別の研究(ここ参照)でも、平均的なアメリカ人の食事(エネルギーの36%が脂質由来)を、飽和脂肪酸由来のエネルギーの7%を炭水化物または一価不飽和脂肪酸に置き換えた2種類の食事でも、Lp(a)レベルがそれぞれ20%と11%上昇しました。

ケトン食を摂っている、トライアスロンをしている55歳の男性医師、n=1の研究(ここ参照)では、地中海式ダイエットを実践し、1日200~250gの炭水化物を摂取しながら、週7~10時間の運動をし、スタチンを飲んでいた頃のLp(a)の最大値は108 mg/dLでした。その後、ケトジェニックダイエット(炭水化物量50~80g、総エネルギーに対する炭水化物の割合<10%)を始め、Lp(a)を再測定したところ、65~70 mg/dLまで低下しました。再度、高炭水化物・低脂肪(HCLF)食に切り替え、1日平均400g以上の炭水化物を摂取したところ、14日後には95および101 mg/dLに上昇しました。ケトン食に戻ったところ、Lp(a)は2週間後に80 mg/dL、3週間後に74 mg/dLに再び低下しました。

面白いですね。飽和脂肪酸の増加はLp(a)の減少と関連しています。飽和脂肪酸は有害であるので、摂取量を減らすという現在の推奨が、逆に有害なLp(a)を増加させてしまっていたのですから。

運動はどうでしょうか?

活動性の低い20人、ボディビルダー20人、長距離走、持久走のアスリート20人を対象とした研究(ここ参照)では、Lp(a)はそれぞれ、活動性の低い人で24mg/dL、ボディビルダーで40mg/dL、ランナーで52mg/dLでした。活動性の低い人の方がLp(a)が低いなんて…

もう一つ(ここ参照)見てみましょう。運動不足の男性21人と女性15人が、9か月間、週3~4回のトレーニングを徐々に強度を上げて行いました。24週間後、全員が15kmのレースを走り、36週間後にはハーフマラソン(21km)を走りました。トレーニングプログラム前、両レースの5日前、ハーフマラソン走行の5日後にLp(a)を測定しました。

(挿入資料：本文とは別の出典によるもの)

PR #1173, opened 2016-10-28
Add APIs from httpapi.lib to the p/invoke list for OneCore.

ericeil:
HttpListener depends on these APIs.

@AlexGhiondea


stephentoub:
I assume we've verified these are in OneCore?  Assuming so, LGTM. Thanks.

ericeil:
I've verified that these are in Nano Server.  See https://msdn.microsoft.com/en-us/library/mt588480(v=vs.85).aspx#httpapi.dll.

PR #1174, opened 2016-10-28
Call non-prerelease builds "stable", not ""

dagood:
This avoids adding empty files to the versions repo when releasing stable builds. This flows to auto-update PR titles looking nicer and avoids a GitHub bug where accessing an empty file through the raw API for the first time causes a 503 response.

I don't think this is useful enough to take for the current release, but it will make prerelease => stable auto-PRs smoother in the future.

/cc @gkhanna79 @weshaggard


gkhanna79:
LGTM

PR #1175, opened 2016-10-31
Pickup newer Roslyn build

jkotas:


jkotas:
cc @jaredpar

jaredpar:
Only saw one reference to Roslyn here.  Based on previous conversations I was under the impression CoreFx at least was using two versions of roslyn: stable and latest.  If it's only one version it may complicate the ability to up take span changes.

jkotas:
I agree that we will need SxS fast-track Roslyn version for Span. This change is not fixing it. This is just general goodness update to collect millage on latest Roslyn beta.

I think that the best way to pick up the fast-track Roslyn version for the projects that need it is to skip buildtools and just download it directly from the tool setup script of repo that needs it. (I had it done that way earlier - it was not too bad.)

weshaggard:
cc @chcosta 

Looks good to me assuming we have attempted to build corefx and coreclr with this version?

jkotas:
Unfortunately, this breaks corefx build on a clean machine:

```
Microsoft.CSharp.Core.targets(71,5): error : System.IO.FileNotFoundException: Could not load file or assembly 'System.Security.Principal.Windows, Version=4.0.0.0, Culture=neutral, PublicKeyToken=b03f5f7f11d50a3a' or one of its dependencies. The system cannot find the file specified. [D:\corefx\src\mscorlib.WinRT-Facade\mscorlib.WinRT-Facade.csproj]
Microsoft.CSharp.Core.targets(71,5): error : File name: 'System.Security.Principal.Windows, Version=4.0.0.0, Culture=neutral, PublicKeyToken=b03f5f7f11d50a3a' [D:\corefx\src\mscorlib.WinRT-Facade\mscorlib.WinRT-Facade.csproj]
Microsoft.CSharp.Core.targets(71,5): error : at Microsoft.CodeAnalysis.CommandLine.DesktopBuildClient.GetPipeNameForPath(String compilerExeDirectory) [D:\corefx\src\mscorlib.WinRT-Facade\mscorlib.WinRT-Facade.csproj]
Microsoft.CSharp.Core.targets(71,5): error : at Microsoft.CodeAnalysis.CommandLine.DesktopBuildClient.RunServerCompilation(RequestLanguage language, List`1 arguments, BuildPaths buildPaths, String keepAlive, String libEnvVariable, CancellationToken cancellationToken) [D:\corefx\src\mscorlib.WinRT-Facade\mscorlib.WinRT-Facade.csproj]
Microsoft.CSharp.Core.targets(71,5): error : at Microsoft.CodeAnalysis.BuildTasks.ManagedCompiler.ExecuteTool(String pathToTool, String responseFileCommands, String commandLineCommands) [D:\corefx\src\mscorlib.WinRT-Facade\mscorlib.WinRT-Facade.csproj]
```

The problem is that Roslyn switched to building against netstandard1.X assemblies, but it does not bundle all required OOB facades. The list of missing OOB facades (may be incomplete):

- System.Security.Principal.Windows
- System.Runtime.InteropServices.RuntimeInformation
- System.Security.Cryptography.Algorithms
- System.Security.Cryptography.Primitives
- System.IO.Pipes

@jaredpar Would it be possible to fix this and re-spin the `2.0.0-beta5` package with the fix?

weshaggard:
We should be running the compiler against the shared framework which I believe contains all those (with the exception of System.IO.Pipes). Or is it running against desktop in this case?

jkotas:
Yes, most of the corefx build is running against desktop.

weshaggard:
>Yes, most of the corefx build is running against desktop.

That is something we should probably look into. Ideally it would run against core like we have to on other platforms. However I do realize that is difficult when people work in VS or in a VS command shell.

jaredpar:
> Yes, most of the corefx build is running against desktop.

In that case you are using the wrong NuGet package.  The compiler produces two packages:

- Microsoft.Net.Compilers: for running compilers on the desktop. 
- Microsoft.Net.Compilers.netcore: for running compilers on the shared framework.

The latter though is really geared towards consumption in CLI.  It bakes in a couple of assumptions about their infrastructure.  It can be a general purpose NuGet package but it's never been thoroughly tested as such.

CC @agocke to correct my mistakes above.

jkotas:
We are using the right package: Microsoft.Net.Compilers on Windows with desktop, and Microsoft.Net.Compilers.netcore on Unix with .NET Core. 

The problem that I have described is in Microsoft.Net.Compilers package. Download https://www.nuget.org/packages/Microsoft.Net.Compilers/2.0.0-beta5 and run ildasm on tools\Microsoft.Build.Tasks.CodeAnalysis.dll. You should see that it is referencing System.IO.Pipes that is nowhere to be found.

This problem is recent regression. It does not exist in 2.0.0-beta3. Also, it seems to be limited to compiler service that is disabled by default if you reference the compiler via nuget package. It may explain why you have not noticed it. However, disabling compiler service for corefx repo would have prohibitive impact on build throughput.

jaredpar:
> You should see that it is referencing System.IO.Pipes that is nowhere to be found.

Yeah @agocke saw that in parallel with this thread.  We've tracked down the problem and found a way to verify our NuSpec at CI time.  Going to get that implemented today.

> This problem is recent regression. It does not exist in 2.0.0-beta3

That's because in Beta3 we were still using my ultra-hacky reflection load for facades.  Now that we've deleted it and are using real facades we're seeing the gap in the NuSpec definition.  

Working on a solution.

jkotas:
I gave it another try with 2.0.0-rc Microsoft.Net.Compilers package. It works much better. There are two issues when trying to compile corefx repo with these compilers:

- Expected build breaks in ValueTuple tests: Cannot reference 'System.Runtime.CompilerServices.TupleElementNamesAttribute' explicitly. Use the tuple syntax to define tuple names.
- Bogus compiler error (https://github.com/dotnet/roslyn/issues/15553). Easy to workaround.

jkotas:
@weshaggard Is it good to merge? (making sure that it won't collide with other engineering work in corefx)

weshaggard:
If it works I'm good with it. It shouldn't interfere with the engineering work going on in corefx.

stephentoub:
> It shouldn't interfere with the engineering work going on in corefx.

@weshaggard, once this change is merged and consumed into corefx, any reason we can't start using available C# 7 features in any corefx project?

jaredpar:
@stephentoub yes please use C# 7.0 features 😄

weshaggard:
>@weshaggard, once this change is merged and consumed into corefx, any reason we can't start using available C# 7 features in any corefx project?

I'm not aware of any. There is potential issues when working in VS which might require a newer version but I'm not sure that is the case or not. Please do some basic testing and if it works in VS and CI passes go for it.

stephentoub:
> Please do some basic testing and if it works in VS and CI passes go for it.

It "works" in VS in that doing a build completes successfully.  But with VS2015, you still get red squigglies, as the older compiler appears to be used for the IDE.

jaredpar:
It's possible to eliminate the IDE squiggles by installing our insider preview VSIX.  Instructions are listed here:

https://github.com/dotnet/roslyn/blob/master/docs/contributing/Building,%20Debugging,%20and%20Testing%20on%20Windows.md

This will stop being a solution at some point in the future as we get closer to RTM and can't maintain our bits on VS2015 anymore.

PR #1176, opened 2016-10-31
Allow for ContractProject to be specified as item

### LINKED ISSUE #1041: ResolveContract.targets doesn't allow for specifying metadata like TargetGroup for ContractProject
/cc @JeremyKuhne @weshaggard

ericstj:
This allows folks to define metadata on that item like TargetGroup.

Fixes #1041 

I needed to fix this in order to make all the projects contributing to NETCoreApp as TargetGroup='' (/cc @ellismg @chcosta)

/cc @weshaggard @JeremyKuhne


ericstj:
I had to make one additional fix to set AdditionalProperties since we were consuming the item in ValidateApiCompatForSrc.

ericstj:
> Seems like we might need a way to flow this information automatically but for now I think what you have will do.

Yeah, this will look different in the future when we don't build netstandard refs for most of these... so I expect the distinction will be less important.

PR #1197, opened 2016-11-04
Use Version Metadata in buildagainstpackages if specified and remove AssemblyVersion

karajas:
Ensure version returned contains prerelease label.

### DIFF
--- a/src/Microsoft.DotNet.Build.Tasks/AddDependenciesToProjectJson.cs
+++ b/src/Microsoft.DotNet.Build.Tasks/AddDependenciesToProjectJson.cs
@@ -374,21 +374,22 @@ namespace Microsoft.DotNet.Build.Tasks
                 // Don't add a new dependency if one already exists.
                 if (!returnDependenciesList.ContainsKey(name))
                 {
-                    NuGetVersion nuGetVersion = NuGetVersion.Parse(dependency.GetMetadata("Version"));
-                    PackageItem packageItem = new PackageItem(name, nuGetVersion);
-                    bool? forceVersion = dependency.GetMetadata("ForceVersion")?.Equals("true", StringComparison.OrdinalIgnoreCase);
-                    string version = packageItem.GetVersionString();
+                    string versionFromMetadata = dependency.GetMetadata("Version");
+                    NuGetVersion nuGetVersion = null;
+                    if (versionFromMetadata != string.Empty)
+                    {
+                        nuGetVersion = NuGetVersion.Parse(dependency.GetMetadata("Version"));
+                    }
 
                     // a package version was provided, use its version information.
-                    if (packageInformation.ContainsKey(name) && (bool) !forceVersion)
+                    if (packageInformation.ContainsKey(name))
                     {
-                        version = packageInformation[name].Version.ToString();
+                        nuGetVersion = packageInformation[name].Version;
                     }
+                    PackageItem packageItem = new PackageItem(name, nuGetVersion);
+                    string version = packageItem.GetVersionString();
+
                     JProperty property = new JProperty(name, version);
-                    if (forceVersion == true && framework != null)
-                    {
-                        continue;
-                    }
                     returnDependenciesList.Add(name, property);
                 }
                 else
--- a/src/Microsoft.DotNet.Build.Tasks/AddDependenciesToProjectJson.cs
+++ b/src/Microsoft.DotNet.Build.Tasks/AddDependenciesToProjectJson.cs
@@ -376,14 +376,19 @@ namespace Microsoft.DotNet.Build.Tasks
                 {
                     NuGetVersion nuGetVersion = NuGetVersion.Parse(dependency.GetMetadata("Version"));
                     PackageItem packageItem = new PackageItem(name, nuGetVersion);
+                    bool? forceVersion = dependency.GetMetadata("ForceVersion")?.Equals("true", StringComparison.OrdinalIgnoreCase);
                     string version = packageItem.GetVersionString();
 
                     // a package version was provided, use its version information.
-                    if (packageInformation.ContainsKey(name))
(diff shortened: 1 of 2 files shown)


karajas:
@weshaggard PTAL.

src/Microsoft.DotNet.Build.Tasks/AddDependenciesToProjectJson.cs
```diff
@@ -358,14 +358,19 @@ private JObject GenerateDependencies(JObject projectJsonRoot, ITaskItem[] extern
                 {
                     NuGetVersion nuGetVersion = NuGetVersion.Parse(dependency.GetMetadata("Version"));
                     PackageItem packageItem = new PackageItem(name, nuGetVersion);
+                    bool? forceVersion = dependency.GetMetadata("ForceVersion")?.Equals("true", StringComparison.OrdinalIgnoreCase);
                     string version = packageItem.GetVersionString();
 
                     // a package version was provided, use its version information.
-                    if (packageInformation.ContainsKey(name))
+                    if (packageInformation.ContainsKey(name) && forceVersion!=true)
```
weshaggard: I think I would prefer `!forceVersion` as it is a little clearer.

src/Microsoft.DotNet.Build.Tasks/AddDependenciesToProjectJson.cs
```diff
@@ -358,14 +358,19 @@ private JObject GenerateDependencies(JObject projectJsonRoot, ITaskItem[] extern
                 {
                     NuGetVersion nuGetVersion = NuGetVersion.Parse(dependency.GetMetadata("Version"));
                     PackageItem packageItem = new PackageItem(name, nuGetVersion);
+                    bool? forceVersion = dependency.GetMetadata("ForceVersion")?.Equals("true", StringComparison.OrdinalIgnoreCase);
```
weshaggard: I'm not sure I fully understand what this is going to do. It isn't clicking in my head where ForceVersion will show-up and how it actually applies to the rewritting. @chcosta should also look at this change.

src/Microsoft.DotNet.Build.Tasks/AddDependenciesToProjectJson.cs
```diff
@@ -458,7 +463,7 @@ public NuGetVersion Version
 
         public string GetVersionString()
         {
-            return string.Join(".", _version.Major, _version.Minor, _version.Patch);
```
chcosta: Do you no longer require a 3-part version string?  older versions of NuGet used a 4 part version string.

src/Microsoft.DotNet.Build.Tasks/AddDependenciesToProjectJson.cs
chcosta: What are you forcing the version to be and why?  ie, why would you not want to use the version provided by a package drop or version file and would instead prefer the assembly version?

chcosta: I see, this is related to https://github.com/dotnet/corefx/pull/13128/files...

chcosta: I wonder if it makes more sense to remove https://github.com/dotnet/buildtools/blob/master/src/Microsoft.DotNet.Build.Tasks/PackageFiles/buildagainstpackages.targets#L132 and instead always use "Version" if it is present.

karajas: This was part of the workaround to get all the runtime dependencies with the right version (LKG). I'm ok with using Version if present if that's cleaner.

src/Microsoft.DotNet.Build.Tasks/AddDependenciesToProjectJson.cs
karajas: I wanted to include the prerelease label. Will do some more testing to make sure we don't break.

karajas:
@chcosta I wanted an explicit way to test against packages that aren't built locally and require the use of an LKG. Currently the generated project.json will always consume the live version of a package with all live subdependencies. This makes sense in the context of build pipeline since we build each leg and publish and then consume these changes. Locally we want to use the LKG version. This seemed like the cheapest way around this issue for the generated proejct.json.

src/Microsoft.DotNet.Build.Tasks/AddDependenciesToProjectJson.cs
chcosta: I'd prefer to use Version if it's present.

weshaggard:
I believe with our current plans we can close this PR now.

karajas:
@weshaggard @chcosta Updated this to have the regex fixes

src/Microsoft.DotNet.Build.Tasks/AddDependenciesToProjectJson.cs
```diff
@@ -374,15 +374,21 @@ private JObject GenerateDependencies(JObject projectJsonRoot, ITaskItem[] extern
...
                 if (!returnDependenciesList.ContainsKey(name))
                 {
-                    NuGetVersion nuGetVersion = NuGetVersion.Parse(dependency.GetMetadata("Version"));
-                    PackageItem packageItem = new PackageItem(name, nuGetVersion);
-                    string version = packageItem.GetVersionString();
+                    string versionFromMetadata = dependency.GetMetadata("Version");
+                    NuGetVersion nuGetVersion = null;
+                    if (versionFromMetadata != string.Empty)
+                    {
+                        nuGetVersion = NuGetVersion.Parse(dependency.GetMetadata("Version"));
```
weshaggard: dependency.GetMetadata("Version") -> versionFromMetadata

karajas:
Abandoning this for now. Will cleanup later.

男性グループのトレーニング前の値の中央値は3.2mg/dL、女性グループでは6.5mg/dLでした。24週間のトレーニング後、

トレーニング24週間後、Lp(a)濃度は上昇し、男性群の中央値は3.7mg/dL、女性群は6.7mg/dLでした。トレーニング36週間後、ハーフマラソン競技5日前のLp(a)の中央値は、男性群が6.0mg/dL、女性群が10.8mg/dLでした。さらに、ハーフマラソン大会5日後もまだ高値でした。

トレーニング36週間後では、21.5→59.9mg/dL、19.3→45.0mg/dL、10.4→27.0mg/dL、10.2→24.9mg/dL、13.0→51.9mg/dLなど大きな増加を示す人もいました。

ハーフマラソン程度の持久走は非常に健康的だと思いますが、Lp(a)が大きく増加してしまうこともあります。本当にLp(a)は超悪玉なんでしょうか?そもそもLp(a)測定に意味があるのでしょうか?

食事や運動以外でも、ホルモンや疾患の影響を受けるようです。そうであるならば、本当にLp(a)値は90%が遺伝的に決まっているのでしょうか?

本当にLp(a)が低い方が良いのであれば、ケトン食や飽和脂肪酸をたっぷり食べるように推奨すべきです。そうすると、LDLコレステロール値の推奨と両立ができなくなるジレンマがあるのでしょう。そして、LDLコレステロールもLp(a)も薬で下げましょう、となってしまうのです。

医療の推奨は、医療側にとって都合の良いようにできています。